------ Source records ------

PR #202, opened 2018-01-31
GEODE-4426: Refactor PdxFieldTypes as enum class.

pivotal-jbarrett:
- Removes unused readCollection, which had an undefined PDX field type.

### DIFF
--- a/cppcache/include/geode/PdxFieldTypes.hpp
+++ b/cppcache/include/geode/PdxFieldTypes.hpp
@@ -20,39 +20,36 @@
 #ifndef GEODE_PDXFIELDTYPES_H_
 #define GEODE_PDXFIELDTYPES_H_
 
-#include "internal/geode_base.hpp"
-
 namespace apache {
 namespace geode {
 namespace client {
 
-class _GEODE_EXPORT PdxFieldTypes {
- public:
-  enum PdxFieldType {
-    BOOLEAN,
-    BYTE,
-    CHAR,
-    SHORT,
-    INT,
-    LONG,
-    FLOAT,
-    DOUBLE,
-    DATE,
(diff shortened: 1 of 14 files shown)


cppcache/include/geode/PdxFieldTypes.hpp
```diff
@@ -20,39 +20,36 @@
...
-    SHORT_ARRAY,
-    INT_ARRAY,
-    LONG_ARRAY,
-    FLOAT_ARRAY,
-    DOUBLE_ARRAY,
-    STRING_ARRAY,
-    OBJECT_ARRAY,
-    ARRAY_OF_BYTE_ARRAYS
-  };
+enum class PdxFieldTypes : int8_t {
```
dgkimura: Hmm... I'm not sure how I feel about this approach.  Now the only real benefit of `enum class` is scoping?  I would actually prefer to *not* inherit and instead call `static_cast` like you did in previous PR.  That way at least the programmer must write `static_cast` if he or she wants to treat it as an `int8_t`.  And at that point all bets are off and assumably programmer knows what he or she is doing.

pivotal-jbarrett: The `static_cast` will always be required to cast to and integral type even with the type specified. What specifying the type allows is us to initialize it from an integral type without explicit `static_cast`.

I felt that making it `int8_t` kept it consistent with the original value which was stored as the integral value `int8_t`.

dgkimura: Interesting.  I didn't know about this feature.  In that case I revoke my previous comments.  :)  I had thought it was creating an "is-a" relationship and you'd lose type safety.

------

■ **Goal of the exercise**:
All of the entries must be given again, word for word.

■ **Answer area**:
PR #202, opened 2018-01-31
GEODE-4426: Refactor PdxFieldTypes as enum class.

pivotal-jbarrett:
- Removes unused readCollection, which had an undefined PDX field type.

### DIFF
--- a/cppcache/include/geode/PdxFieldTypes.hpp
+++ b/cppcache/include/geode/PdxFieldTypes.hpp
@@ -20,39 +20,36 @@
 #ifndef GEODE_PDXFIELDTYPES_H_
 #define GEODE_PDXFIELDTYPES_H_
 
-#include "internal/geode_base.hpp"
-
 namespace apache {
 namespace geode {
 namespace client {
 
-class _GEODE_EXPORT PdxFieldTypes {
- public:
-  enum PdxFieldType {
-    BOOLEAN,
-    BYTE,
-    CHAR,
-    SHORT,
-    INT,
-    LONG,
-    FLOAT,
-    DOUBLE,
-    DATE,
(diff shortened: 1 of 14 files shown)


cppcache/include/geode/PdxFieldTypes.hpp
```diff
@@ -20,39 +20,36 @@
...
-    SHORT_ARRAY,
-    INT_ARRAY,
-    LONG_ARRAY,
-    FLOAT_ARRAY,
-    DOUBLE_ARRAY,
-    STRING_ARRAY,
-    OBJECT_ARRAY,
-    ARRAY_OF_BYTE_ARRAYS
-  };
+enum class PdxFieldTypes : int8_t {
```
dgkimura: Hmm... I'm not sure how I feel about this approach.  Now the only real benefit of `enum class` is scoping?  I would actually prefer to *not* inherit and instead call `static_cast` like you did in previous PR.  That way at least the programmer must write `static_cast` if he or she wants to treat it as an `int8_t`.  And at that point all bets are off and assumably programmer knows what he or she is doing.

pivotal-jbarrett: The `static_cast` will always be required to cast to and integral type even with the type specified. What specifying the type allows is us to initialize it from an integral type without explicit `static_cast`.

I felt that making it `int8_t` kept it consistent with the original value which was stored as the integral value `int8_t`.

dgkimura: Interesting.  I didn't know about this feature.  In that case I revoke my previous comments.  :)  I had thought it was creating an "is-a" relationship and you'd lose type safety.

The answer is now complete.